My son’s father told me on more than one occasion, “You’re mean and nasty just like your dad.” Did I get my temper from him? Who knows, but taking meds has done nothing to curtail it, unfortunately. My ex tells people he left me because I slapped him across the face. He lunged at me and grabbed me. What would someone else have done? Count to ten, and in that time hope to not get punched?

My brain reacts; I think later. A few weeks ago, a group of twenty-somethings were hanging out on the grass in my complex, drinking. I had to pass them on the way to take out my trash. The diva followed me, and being the yappy Chihuahua she is, she started barking her little head off at these kids. “I’ll kick that fuckin’ dog’s ass,” I heard one of the guys say.

Do you think I counted to ten? Hell no. I flew off into REACT mode. I wasn’t thinking, period. I froze, and turned toward him. I said, “If you touch my fuckin’ dog, I’ll kick your fuckin’ ass.”

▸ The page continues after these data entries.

PR #574, opened 2022-03-23
Unlock wallet on startup

### LINKED ISSUE #557: Move `unlockerd` inside `tdexd` and add `UNLOCK_PASSWORD_FILE` config ENV VAR option to make unlocker feature inside `tdexd`
TODO:

- [x] move unlocker functionalities inside `tdexd`
- [x] add new ENV VAR
- [ ] change tdex-box docker-compose and mount the volume with pwd.txt inside according to new ENV VAR
- [ ] change documentation in the Dev Portal
- [ ] change documentation in the README

sekulicd:
This adds unlocking wallet on startup if wallet unlock password file is provided through env var.

This closes #557 

### DIFF
--- a/internal/interfaces/grpc/service.go
+++ b/internal/interfaces/grpc/service.go
@@ -1,6 +1,7 @@
 package grpcinterface
 
 import (
+	"bytes"
 	"context"
 	"fmt"
 	"io/ioutil"
@@ -8,7 +9,6 @@ import (
 	"net"
 	"net/http"
 	"path/filepath"
-	"strings"
 
 	log "github.com/sirupsen/logrus"
 	"github.com/soheilhy/cmux"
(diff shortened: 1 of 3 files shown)


internal/interfaces/grpc/service.go
```diff
@@ -220,11 +230,22 @@ func NewService(opts ServiceOpts) (interfaces.Service, error) {
...
 	}
 
+	var walletPassword string
+	if opts.WalletUnlockPasswordFile != "" {
+		walletPasswordBytes, err := ioutil.ReadFile(opts.WalletUnlockPasswordFile)
+		if err != nil {
+			return nil, err
+		}
+
+		walletPassword = strings.TrimSpace(string(walletPasswordBytes))
```
altafan, line 240: the unlockerd service uses:
```
 bytes.TrimFunc(walletPasswordBytes, func(r rune) bool {
	return r == 10 || r == 32
}), nil
```
this function trims both spaces and end-of-lines. I would keep using this trim function.

tiero:
not sure if [this](https://github.com/tdex-network/tdex-daemon/runs/5663868067) is valuable, but looks like we can expose the password on an error?

internal/interfaces/grpc/service.go
sekulicd: Done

Now, there’s a situation that could have ended badly. Luckily, the guy backed down and denied saying anything, but let’s face it—I’m not very intimidating. I’m a 5’5” 130 lb. white girl, almost 45 (middle-aged, for God’s sake!), college-educated, from a middle-class background. My visible tattoo is frou-frou flowers on my back. The women who live around me are Hispanic, maybe have GEDs, a kid or two, or three or four, and their visible tattoos are skulls, and words written in script on their breast, like “Love is Pain,” and one of their baby daddy’s lips on their neck.

Moral of the story: One of these days I may very well get my ass kicked if I don’t watch my mouth. And watching what I say needs to apply to my son, regardless of how mad I am. Yesterday, we went to one of those Do-it-Yourself Recycling Centers. If you ever go to one, pray to God you don’t get stuck waiting behind homeless people who recycle for a living. When we were finally done throwing all our cans and bottles onto the tiny conveyor belt, I asked my son to take our empty bags back to the car while I settled up with Mr. Recycling Dude.

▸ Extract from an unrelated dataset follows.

PR #575, opened 2022-03-24
Trade grpc-gateway support

### LINKED ISSUE #545: [grpc-gateway] Support `application/json` content-type for Trade interface

sekulicd:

Son rolled his eyes, said “Whatever,” and walked to the car, empty-handed. Not only did Mr. Recycling Dude look shocked at the gross disrespect, but Ms. Homeless Gal even gave me a look like, “Oh no, he didn’t.” I stomped to the car, thinking “Ugh, I hate my life. I hate being a mother. Kill me now.” When I got into the car, I faced my son and told him, “When I ask you to do something, you’d better damn well do it, and if you ever disrespect me in public again, you will be sorry. That’s two days without your 3DS.”

And there’s where I should have stopped. But I didn’t. I had to throw in, “I will not raise a fuckin’ spoiled ungrateful brat.” I couldn’t help it, I was furious. Truth is, one of my biggest fears is my son growing up to be a spoiled, ungrateful, disrespectful,the world owes me, self-centered bratty adult. We all know everyone blames the parents when this happens.

So what am I supposed to do? Should we spend a week living on the streets in East LA, eating in soup kitchens, hanging with kids who only have rocks and broken toys to play with? Should he receive only a roll of toilet paper for Christmas? Ship him off to military school? Marry a drill sergeant?

All I know is at the moment, I’m at a complete loss.